Sharma spoke about the necessity of building trust in order to fully engage patients and encourage their participation. This includes circling back to communities surveyed with updates on how their data is being used to advance research, educating them about how exactly the process will work, and taking the time to listen and create a bi-directional experience.
“They need those questions answered before they even contemplate joining a clinical trial,” said Sharma. “For example, will I have to take time off work? Is there going to be transportation? How is this going to impact my life and my family’s life? And so if you want to build trust, it’s almost a step back for you to actually step forward.”
At MassBio, we know from our soon-to-be-released State of Racial, Ethnic & Gender Diversity Report that DEI initiatives are on the rise throughout the industry – but there is so much more to be done.
Colon-Kolacko echoed this, leaning into the need for internal processes that lend themselves to clinical trial diversity and health equity in drug development.
“We need to define what is it that equitable research experiences will look like, and how that is defined by the communities that you serve,” said Colon-Kolacko. “We need to start showing [patients] more authentically that we are co-leading with you, because you have your experiences that we respect, and then we can make antiracism a priority.”
Your company’s investigators and decision-makers should, at least to some degree, reflect the communities for whom you are doing the research. Beyond recording demographics, consider whether your team is truly taking that data and surrounding cultural context into account when analyzing it.
Intentional institutional practices and policies might look like programs such as Alexion’s LEAP, a series of immersive learning sessions that help employees understand the patient experience. Or Pfizer’s Patient InSight Committee, which centers patients, caregivers and advocates in clinical trial feedback.
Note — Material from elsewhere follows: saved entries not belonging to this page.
Issue #1485, opened 2023-07-21
%ord() function in PlantUML preprocessing?


Potherca:
**Is your feature request related to a problem? Please describe.**
The preprocessor has `%hex2dec()` and `%dec2hex()` functions, which is great.

But I noticed there is no `%ord()` counterpart to the `%chr()` function.

**Describe the solution you'd like**
I would like to have a `%ord()` function that returns a Unicode value for a given character.

**Describe alternatives you've considered**
There isn't really a conceivable alternative to this, within the current limits of preprocessor functionality.

**Additional context**

| Name | Description | Example | Return
-- | -- | -- | --
| `%chr` | Return a character from a given Unicode value | `%chr(65)` |  `A` |
| `%ord` | Return a Unicode value from a given character | `%ord("A")` or `%ord(A)`|  `65` |

PR #1487, opened 2023-07-21
feat: add `ord` builtin function

The-Lum:
To answer to the request:
- #1485

Here is an attempt to add `ord` builtin function.

_Please perhaps to review before to merge..._

[Another question is perhaps also adding a full new complete preprocessor...]

### DIFF
--- a/src/net/sourceforge/plantuml/tim/TContext.java
+++ b/src/net/sourceforge/plantuml/tim/TContext.java
@@ -121,6 +121,7 @@ import net.sourceforge.plantuml.tim.stdlib.LogicalXor;
 import net.sourceforge.plantuml.tim.stdlib.Lower;
 import net.sourceforge.plantuml.tim.stdlib.Newline;
 import net.sourceforge.plantuml.tim.stdlib.Now;
+import net.sourceforge.plantuml.tim.stdlib.Ord;
 import net.sourceforge.plantuml.tim.stdlib.RetrieveProcedure;
 import net.sourceforge.plantuml.tim.stdlib.ReverseColor;
 import net.sourceforge.plantuml.tim.stdlib.ReverseHsluvColor;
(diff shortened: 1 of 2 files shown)


The-Lum:
_Oupppsssss..._

I thought that the `cast` can pass... 
But no, not expert Java for that ...

```.cy
/home/runner/work/plantuml/plantuml/src/net/sourceforge/plantuml/tim/stdlib/Ord.java:62: error: incompatible types: java.lang.String cannot be converted to int
			final int value = (int) values.get(0).toString();
			                                              ^
```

There’s also Tufts University’s Patient Friction Coefficient, which measures the burden of clinical trial participation, just to name a few.
Taking Responsibility for Health Equity
It is our responsibility as those developing lifesaving drugs and treatments to keep in mind the vast diversity of identity and experience that we are so lucky to have in the Commonwealth and respond accordingly. COVID-19 vaccine developed showed us that diverse enrollment in clinical trials is both possible and effective, and that it drives both economic and societal value. This scientific approach enables better patient outcomes and promotes growth—it is good for patients and for business.
By diversifying clinical trials, prioritizing patients’ voices and driving our industry’s commitment to DEI, we take the first steps toward creating a more equitable drug development process and ultimately, advancing health equity in the Commonwealth.